Variant calling and quality filters

What is the call status of a variant?

Variant calling is the process by which a software program (the variant caller) identifies variants from sequence data. There are different quality metrics associated with each variant which can be used in subsequent steps of the pipeline to assign it a call status. The call status of a variant can be:

  • PASS: all the quality metrics are above the thresholds (i.e. the variant has passed all quality filters).
  • FAIL: the variant has not passed all quality filters.

Quality filters

The quality filters used for germline and somatic analyses are different since we use different variant callers.

Quality filters in germline analyses

The variant caller algorithm used in germline analyses is Sentieon's DNAscope. We apply the following quality filters after the variant calling step:

  • Coverage: number of reads aligned against the variant position. The coverage threshold is different depending on the chemistry of the assay:
    • WGS samples or capture-based sequencing samples (e.g. exome, gene panels): all variants with a coverage lower than 8 reads will be considered as FAIL.
    • Amplicon samples: all variants with a coverage lower than 100 reads will be considered as FAIL.
  • Quality: the quality score is an internal score calculated by the variant caller algorithm. It can be used to estimate how confident we are that the variant caller has correctly identified a variation in a given genomic position.
    • Single sample analyses: we assign a FAIL call status to the the variants having a QUAL lower than 100 in single sample analyses. The QUAL is the Phred-scaled probability that a REF/ALT polymorphism exists at this site given the sequencing data.
    • Multisample analyses (couple, family trio or generic multisample): we use the GQ (genotype quality) which represents the Phred-scaled confidence that the genotype assignment (GT) is correct.
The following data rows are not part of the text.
PR #7832, opened 2024-11-18
[Ibis] Rename to 'Kanagawa'

teqdruid:


blakep-msft (approved):
LGTM.  Thanks!

mortbopet (approved):

seldridge:
This PR seems to have inadvertently de-bumped LLVM. I'll see about fixing it.

teqdruid:
Oops. It might have been since I let it sit around for so long.

PR #7889, opened 2024-11-25
[RTG] Add some additional debug printing

maerhart:
Also, preserve the set order when computing set differences.


lib/Dialect/RTG/Transforms/ElaborationPass.cpp
```diff
@@ -73,6 +74,15 @@ class ElaboratorValue {
...
   }
 
+  virtual std::string toString() const {
+    std::string out;
+    llvm::raw_string_ostream stream(out);
+    stream << "<opaque ";
+    value.print(stream);
+    stream << " at " << this << ">";
+    return out;
+  }
```
seldridge, line 84: Can this be done by defining the `<<` operator. This can also, if only used in debug, can be guarded under `NDEBUG`. E.g., something like https://github.com/llvm/circt/blob/main/include/circt/Analysis/FIRRTLInstanceInfo.h#L198

maerhart: That's a great point! Thanks for reviewing!

maerhart:
Closing this because everything here was integrated into https://github.com/llvm/circt/pull/7876

PR #7890, opened 2024-11-25
[RTG][Elaboration] Add support for arith constants

maerhart:
This prepares for `!rtg.bag` support in the elaboration pass which requires us to interpret `index` values.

All variants with a GQ lower than 20 will be marked as FAIL. Please bear in mind that the GQ is associated with each sample. For example, a variant called in a trio analysis will have three different GQs, one per each sample. The variant might have a GQ below the threshold in one of the samples while having a GQ above of it in the other samples. In that case, the variant will be marked as "Failed/Not genotyped" in the sample where it had a low GQ and PASS in the others.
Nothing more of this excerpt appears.